• What is needed
Give back, word for word, the lines in the listing below from the one holding "The other option" down to the one holding "RomanBredehoft: imo it", both ends included.

• Record set
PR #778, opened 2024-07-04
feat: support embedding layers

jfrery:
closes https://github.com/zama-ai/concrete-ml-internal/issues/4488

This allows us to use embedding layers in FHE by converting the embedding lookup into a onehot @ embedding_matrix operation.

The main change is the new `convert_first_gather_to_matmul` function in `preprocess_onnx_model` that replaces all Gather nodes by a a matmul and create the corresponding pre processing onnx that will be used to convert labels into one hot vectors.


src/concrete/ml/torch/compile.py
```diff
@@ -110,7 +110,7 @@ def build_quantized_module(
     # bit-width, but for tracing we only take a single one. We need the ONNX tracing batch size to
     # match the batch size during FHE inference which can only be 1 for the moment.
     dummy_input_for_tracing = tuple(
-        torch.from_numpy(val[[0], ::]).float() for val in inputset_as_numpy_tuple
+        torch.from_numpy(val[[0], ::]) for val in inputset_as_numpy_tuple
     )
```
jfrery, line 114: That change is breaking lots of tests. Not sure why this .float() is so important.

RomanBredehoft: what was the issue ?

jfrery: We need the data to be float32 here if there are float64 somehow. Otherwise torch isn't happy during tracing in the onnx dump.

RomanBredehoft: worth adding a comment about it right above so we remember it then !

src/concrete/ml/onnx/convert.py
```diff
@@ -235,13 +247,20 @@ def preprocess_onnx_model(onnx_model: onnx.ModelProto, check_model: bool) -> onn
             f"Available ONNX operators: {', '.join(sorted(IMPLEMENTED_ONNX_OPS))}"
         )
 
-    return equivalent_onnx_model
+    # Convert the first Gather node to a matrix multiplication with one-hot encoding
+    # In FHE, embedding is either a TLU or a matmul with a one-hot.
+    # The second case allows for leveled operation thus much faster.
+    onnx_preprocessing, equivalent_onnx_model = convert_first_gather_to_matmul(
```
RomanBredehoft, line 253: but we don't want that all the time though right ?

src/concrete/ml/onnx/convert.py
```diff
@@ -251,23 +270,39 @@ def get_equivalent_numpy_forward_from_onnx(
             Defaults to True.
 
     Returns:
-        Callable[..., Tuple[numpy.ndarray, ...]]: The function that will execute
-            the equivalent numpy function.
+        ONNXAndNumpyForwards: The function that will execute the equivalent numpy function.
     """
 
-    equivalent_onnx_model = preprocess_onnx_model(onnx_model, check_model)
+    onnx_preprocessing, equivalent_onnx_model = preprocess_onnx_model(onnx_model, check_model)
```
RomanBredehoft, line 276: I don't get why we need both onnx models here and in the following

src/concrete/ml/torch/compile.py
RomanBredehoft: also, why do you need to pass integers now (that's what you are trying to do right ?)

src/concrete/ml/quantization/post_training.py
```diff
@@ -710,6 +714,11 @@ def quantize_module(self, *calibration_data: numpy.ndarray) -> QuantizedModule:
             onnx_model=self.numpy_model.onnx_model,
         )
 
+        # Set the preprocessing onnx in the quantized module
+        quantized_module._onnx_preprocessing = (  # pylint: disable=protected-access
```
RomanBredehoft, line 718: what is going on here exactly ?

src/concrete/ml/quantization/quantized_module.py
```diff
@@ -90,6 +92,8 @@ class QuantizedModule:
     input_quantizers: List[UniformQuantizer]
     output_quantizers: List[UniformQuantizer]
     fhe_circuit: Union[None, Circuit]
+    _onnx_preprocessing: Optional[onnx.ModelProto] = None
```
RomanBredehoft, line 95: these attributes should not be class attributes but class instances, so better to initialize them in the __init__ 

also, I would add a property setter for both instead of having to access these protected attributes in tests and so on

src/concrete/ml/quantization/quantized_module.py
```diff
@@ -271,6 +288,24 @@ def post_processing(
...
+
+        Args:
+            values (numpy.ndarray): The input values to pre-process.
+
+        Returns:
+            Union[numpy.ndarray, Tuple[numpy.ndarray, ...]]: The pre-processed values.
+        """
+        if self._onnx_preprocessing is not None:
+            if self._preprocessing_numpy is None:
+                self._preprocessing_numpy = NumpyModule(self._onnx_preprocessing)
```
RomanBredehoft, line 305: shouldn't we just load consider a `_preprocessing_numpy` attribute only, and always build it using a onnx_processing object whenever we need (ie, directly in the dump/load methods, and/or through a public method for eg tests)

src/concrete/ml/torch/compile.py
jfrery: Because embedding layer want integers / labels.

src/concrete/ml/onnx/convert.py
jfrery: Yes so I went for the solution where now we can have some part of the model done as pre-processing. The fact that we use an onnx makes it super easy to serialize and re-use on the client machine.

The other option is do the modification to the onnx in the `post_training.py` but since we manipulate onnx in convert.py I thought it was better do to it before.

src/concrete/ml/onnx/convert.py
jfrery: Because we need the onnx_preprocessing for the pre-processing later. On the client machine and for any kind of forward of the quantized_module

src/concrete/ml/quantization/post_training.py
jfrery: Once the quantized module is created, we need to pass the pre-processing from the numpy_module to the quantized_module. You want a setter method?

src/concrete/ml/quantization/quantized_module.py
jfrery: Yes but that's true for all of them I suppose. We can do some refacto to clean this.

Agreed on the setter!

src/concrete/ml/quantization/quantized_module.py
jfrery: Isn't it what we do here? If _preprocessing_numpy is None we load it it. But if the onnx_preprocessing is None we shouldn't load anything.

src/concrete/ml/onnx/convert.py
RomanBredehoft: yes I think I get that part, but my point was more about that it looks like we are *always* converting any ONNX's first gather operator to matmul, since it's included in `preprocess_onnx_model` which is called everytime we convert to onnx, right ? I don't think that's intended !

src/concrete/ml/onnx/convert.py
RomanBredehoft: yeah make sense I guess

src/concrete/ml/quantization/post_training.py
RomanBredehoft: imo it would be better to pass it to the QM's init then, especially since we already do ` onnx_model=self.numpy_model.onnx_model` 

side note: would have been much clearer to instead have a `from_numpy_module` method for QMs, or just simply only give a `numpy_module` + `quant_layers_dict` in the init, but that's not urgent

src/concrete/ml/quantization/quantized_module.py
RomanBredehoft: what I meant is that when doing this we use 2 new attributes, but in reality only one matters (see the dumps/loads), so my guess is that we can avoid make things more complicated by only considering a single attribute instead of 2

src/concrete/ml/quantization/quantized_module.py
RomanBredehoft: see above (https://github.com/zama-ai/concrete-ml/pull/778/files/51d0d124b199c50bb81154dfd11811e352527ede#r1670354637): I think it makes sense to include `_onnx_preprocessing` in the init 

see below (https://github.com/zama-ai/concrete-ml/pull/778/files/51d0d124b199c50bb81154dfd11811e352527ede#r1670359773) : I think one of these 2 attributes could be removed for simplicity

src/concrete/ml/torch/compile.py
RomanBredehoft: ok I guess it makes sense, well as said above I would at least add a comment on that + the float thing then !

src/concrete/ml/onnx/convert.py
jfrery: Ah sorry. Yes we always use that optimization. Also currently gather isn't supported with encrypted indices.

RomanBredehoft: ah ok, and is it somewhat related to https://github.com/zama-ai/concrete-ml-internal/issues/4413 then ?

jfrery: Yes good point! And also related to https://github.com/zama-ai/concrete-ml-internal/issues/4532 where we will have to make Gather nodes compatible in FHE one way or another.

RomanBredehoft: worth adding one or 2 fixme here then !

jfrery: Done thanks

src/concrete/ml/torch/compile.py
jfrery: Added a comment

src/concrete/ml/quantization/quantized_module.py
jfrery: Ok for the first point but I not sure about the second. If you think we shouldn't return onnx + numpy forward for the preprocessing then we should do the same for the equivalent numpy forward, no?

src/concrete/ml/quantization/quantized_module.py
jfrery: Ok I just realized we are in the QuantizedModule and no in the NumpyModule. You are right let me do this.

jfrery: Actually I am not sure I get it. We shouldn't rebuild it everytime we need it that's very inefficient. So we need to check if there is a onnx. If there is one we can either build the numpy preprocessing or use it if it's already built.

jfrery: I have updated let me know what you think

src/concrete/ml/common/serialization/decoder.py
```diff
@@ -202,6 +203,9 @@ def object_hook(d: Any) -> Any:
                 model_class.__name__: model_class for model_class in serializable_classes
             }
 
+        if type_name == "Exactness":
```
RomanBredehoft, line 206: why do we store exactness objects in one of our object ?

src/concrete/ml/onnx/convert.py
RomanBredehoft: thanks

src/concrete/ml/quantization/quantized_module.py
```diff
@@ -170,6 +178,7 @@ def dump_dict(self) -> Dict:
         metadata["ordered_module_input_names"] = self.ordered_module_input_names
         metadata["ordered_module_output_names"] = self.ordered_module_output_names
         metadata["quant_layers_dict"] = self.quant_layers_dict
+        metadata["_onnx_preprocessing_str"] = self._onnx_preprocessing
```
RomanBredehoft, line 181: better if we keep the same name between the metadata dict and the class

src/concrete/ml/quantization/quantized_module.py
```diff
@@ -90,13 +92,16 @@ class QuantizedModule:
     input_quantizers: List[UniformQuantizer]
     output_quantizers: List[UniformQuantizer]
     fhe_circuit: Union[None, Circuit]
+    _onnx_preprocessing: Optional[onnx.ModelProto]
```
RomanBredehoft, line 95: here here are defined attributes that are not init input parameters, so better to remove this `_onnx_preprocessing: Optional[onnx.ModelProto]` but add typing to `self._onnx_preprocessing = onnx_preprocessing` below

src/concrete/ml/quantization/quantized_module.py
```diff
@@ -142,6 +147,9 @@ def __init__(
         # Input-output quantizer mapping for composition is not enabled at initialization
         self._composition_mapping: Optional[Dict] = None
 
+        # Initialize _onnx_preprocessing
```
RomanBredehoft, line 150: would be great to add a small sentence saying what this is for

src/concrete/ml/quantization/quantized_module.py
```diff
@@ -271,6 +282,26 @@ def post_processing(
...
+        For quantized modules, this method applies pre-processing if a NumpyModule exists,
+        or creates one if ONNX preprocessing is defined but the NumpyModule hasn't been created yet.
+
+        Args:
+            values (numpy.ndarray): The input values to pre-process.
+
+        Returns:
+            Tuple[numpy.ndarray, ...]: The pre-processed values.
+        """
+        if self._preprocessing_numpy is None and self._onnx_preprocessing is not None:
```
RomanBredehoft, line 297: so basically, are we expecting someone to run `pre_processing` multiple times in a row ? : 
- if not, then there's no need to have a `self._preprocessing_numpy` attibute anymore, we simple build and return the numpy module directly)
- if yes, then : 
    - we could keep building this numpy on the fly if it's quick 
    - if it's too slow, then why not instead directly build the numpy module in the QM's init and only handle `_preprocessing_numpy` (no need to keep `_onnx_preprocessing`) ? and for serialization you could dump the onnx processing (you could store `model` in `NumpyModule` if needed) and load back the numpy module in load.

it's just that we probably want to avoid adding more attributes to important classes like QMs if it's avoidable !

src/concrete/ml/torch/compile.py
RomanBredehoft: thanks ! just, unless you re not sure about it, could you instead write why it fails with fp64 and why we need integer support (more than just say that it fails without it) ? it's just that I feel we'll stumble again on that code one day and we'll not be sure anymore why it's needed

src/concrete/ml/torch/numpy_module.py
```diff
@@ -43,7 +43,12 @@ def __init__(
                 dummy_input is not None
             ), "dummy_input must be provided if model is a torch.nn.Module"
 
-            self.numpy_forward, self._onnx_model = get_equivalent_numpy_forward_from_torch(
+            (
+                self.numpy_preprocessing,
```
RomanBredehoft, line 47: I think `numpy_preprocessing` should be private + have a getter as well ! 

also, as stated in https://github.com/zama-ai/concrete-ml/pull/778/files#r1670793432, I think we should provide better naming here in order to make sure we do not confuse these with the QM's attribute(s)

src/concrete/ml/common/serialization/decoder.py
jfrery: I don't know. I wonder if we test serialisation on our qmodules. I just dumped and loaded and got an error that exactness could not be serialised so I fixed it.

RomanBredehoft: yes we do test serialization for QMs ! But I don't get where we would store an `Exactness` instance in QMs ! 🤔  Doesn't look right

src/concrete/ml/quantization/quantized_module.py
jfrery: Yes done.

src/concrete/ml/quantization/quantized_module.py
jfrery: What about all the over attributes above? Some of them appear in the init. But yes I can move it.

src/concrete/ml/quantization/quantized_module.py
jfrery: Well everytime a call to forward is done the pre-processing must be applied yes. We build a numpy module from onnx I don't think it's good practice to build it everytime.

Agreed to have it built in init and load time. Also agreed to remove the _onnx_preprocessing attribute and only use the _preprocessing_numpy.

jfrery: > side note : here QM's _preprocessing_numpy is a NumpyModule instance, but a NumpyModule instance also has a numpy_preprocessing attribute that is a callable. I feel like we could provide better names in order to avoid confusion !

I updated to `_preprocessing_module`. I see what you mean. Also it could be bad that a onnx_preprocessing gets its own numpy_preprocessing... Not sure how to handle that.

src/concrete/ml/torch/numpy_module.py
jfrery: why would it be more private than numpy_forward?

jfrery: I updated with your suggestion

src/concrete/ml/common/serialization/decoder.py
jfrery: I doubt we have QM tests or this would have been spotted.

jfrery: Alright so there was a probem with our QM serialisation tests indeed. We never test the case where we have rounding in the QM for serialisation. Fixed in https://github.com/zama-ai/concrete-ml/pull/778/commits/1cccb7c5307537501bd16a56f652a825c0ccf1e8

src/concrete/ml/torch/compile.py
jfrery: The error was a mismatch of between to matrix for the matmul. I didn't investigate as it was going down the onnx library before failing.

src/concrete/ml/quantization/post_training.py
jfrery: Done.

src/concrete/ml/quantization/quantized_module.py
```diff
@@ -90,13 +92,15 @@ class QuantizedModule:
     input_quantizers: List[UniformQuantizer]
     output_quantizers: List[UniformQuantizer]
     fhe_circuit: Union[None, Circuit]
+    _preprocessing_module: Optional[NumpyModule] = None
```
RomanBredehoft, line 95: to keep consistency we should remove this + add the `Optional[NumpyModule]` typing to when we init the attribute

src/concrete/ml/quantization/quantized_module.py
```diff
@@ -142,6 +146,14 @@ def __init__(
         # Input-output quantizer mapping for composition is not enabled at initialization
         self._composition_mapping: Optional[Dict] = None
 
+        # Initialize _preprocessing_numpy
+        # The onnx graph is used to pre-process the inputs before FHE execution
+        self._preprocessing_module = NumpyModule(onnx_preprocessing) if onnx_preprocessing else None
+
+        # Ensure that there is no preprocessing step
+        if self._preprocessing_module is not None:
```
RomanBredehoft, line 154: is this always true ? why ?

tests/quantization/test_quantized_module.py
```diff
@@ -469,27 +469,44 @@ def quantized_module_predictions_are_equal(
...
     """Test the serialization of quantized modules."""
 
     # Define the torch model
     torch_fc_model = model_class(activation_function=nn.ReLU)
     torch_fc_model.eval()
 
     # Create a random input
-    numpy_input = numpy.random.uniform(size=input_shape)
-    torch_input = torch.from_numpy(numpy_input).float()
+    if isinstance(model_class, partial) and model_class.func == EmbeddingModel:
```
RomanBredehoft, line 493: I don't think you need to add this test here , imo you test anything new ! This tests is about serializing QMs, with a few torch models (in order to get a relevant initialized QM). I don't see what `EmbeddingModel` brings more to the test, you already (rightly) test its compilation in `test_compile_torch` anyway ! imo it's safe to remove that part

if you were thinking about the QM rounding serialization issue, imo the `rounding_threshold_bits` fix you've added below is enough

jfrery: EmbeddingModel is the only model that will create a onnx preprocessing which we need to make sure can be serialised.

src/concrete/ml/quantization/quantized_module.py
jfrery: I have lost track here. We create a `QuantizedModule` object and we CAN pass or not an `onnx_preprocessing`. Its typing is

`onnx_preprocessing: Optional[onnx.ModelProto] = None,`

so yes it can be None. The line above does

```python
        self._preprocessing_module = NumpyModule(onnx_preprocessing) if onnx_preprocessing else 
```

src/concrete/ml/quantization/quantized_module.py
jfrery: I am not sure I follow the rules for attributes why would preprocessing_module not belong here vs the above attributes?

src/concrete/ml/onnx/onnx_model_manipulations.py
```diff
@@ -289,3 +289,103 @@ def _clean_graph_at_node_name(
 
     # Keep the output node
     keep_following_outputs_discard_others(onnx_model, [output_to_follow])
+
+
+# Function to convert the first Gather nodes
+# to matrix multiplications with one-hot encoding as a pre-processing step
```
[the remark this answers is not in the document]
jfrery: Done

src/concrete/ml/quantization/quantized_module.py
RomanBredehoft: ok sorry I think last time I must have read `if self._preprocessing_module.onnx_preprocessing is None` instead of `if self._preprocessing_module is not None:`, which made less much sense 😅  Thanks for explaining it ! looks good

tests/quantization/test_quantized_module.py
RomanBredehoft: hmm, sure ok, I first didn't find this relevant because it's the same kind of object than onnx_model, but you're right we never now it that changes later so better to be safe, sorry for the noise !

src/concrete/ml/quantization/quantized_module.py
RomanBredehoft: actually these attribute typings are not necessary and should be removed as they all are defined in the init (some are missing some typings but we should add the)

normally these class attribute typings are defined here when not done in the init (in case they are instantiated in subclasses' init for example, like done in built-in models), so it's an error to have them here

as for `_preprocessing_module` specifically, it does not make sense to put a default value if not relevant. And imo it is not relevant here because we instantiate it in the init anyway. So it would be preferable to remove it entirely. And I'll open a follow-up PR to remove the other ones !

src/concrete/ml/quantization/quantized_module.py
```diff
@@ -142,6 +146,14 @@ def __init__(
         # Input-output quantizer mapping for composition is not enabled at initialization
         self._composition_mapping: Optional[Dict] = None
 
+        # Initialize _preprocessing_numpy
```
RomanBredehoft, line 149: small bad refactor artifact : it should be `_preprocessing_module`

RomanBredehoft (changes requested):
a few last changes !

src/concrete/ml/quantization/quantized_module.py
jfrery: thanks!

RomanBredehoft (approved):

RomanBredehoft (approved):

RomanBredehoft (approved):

• Written solution
The other option is do the modification to the onnx in the `post_training.py` but since we manipulate onnx in convert.py I thought it was better do to it before.

src/concrete/ml/onnx/convert.py
jfrery: Because we need the onnx_preprocessing for the pre-processing later. On the client machine and for any kind of forward of the quantized_module

src/concrete/ml/quantization/post_training.py
jfrery: Once the quantized module is created, we need to pass the pre-processing from the numpy_module to the quantized_module. You want a setter method?

src/concrete/ml/quantization/quantized_module.py
jfrery: Yes but that's true for all of them I suppose. We can do some refacto to clean this.

Agreed on the setter!

src/concrete/ml/quantization/quantized_module.py
jfrery: Isn't it what we do here? If _preprocessing_numpy is None we load it it. But if the onnx_preprocessing is None we shouldn't load anything.

src/concrete/ml/onnx/convert.py
RomanBredehoft: yes I think I get that part, but my point was more about that it looks like we are *always* converting any ONNX's first gather operator to matmul, since it's included in `preprocess_onnx_model` which is called everytime we convert to onnx, right ? I don't think that's intended !

src/concrete/ml/onnx/convert.py
RomanBredehoft: yeah make sense I guess

src/concrete/ml/quantization/post_training.py
RomanBredehoft: imo it would be better to pass it to the QM's init then, especially since we already do ` onnx_model=self.numpy_model.onnx_model` 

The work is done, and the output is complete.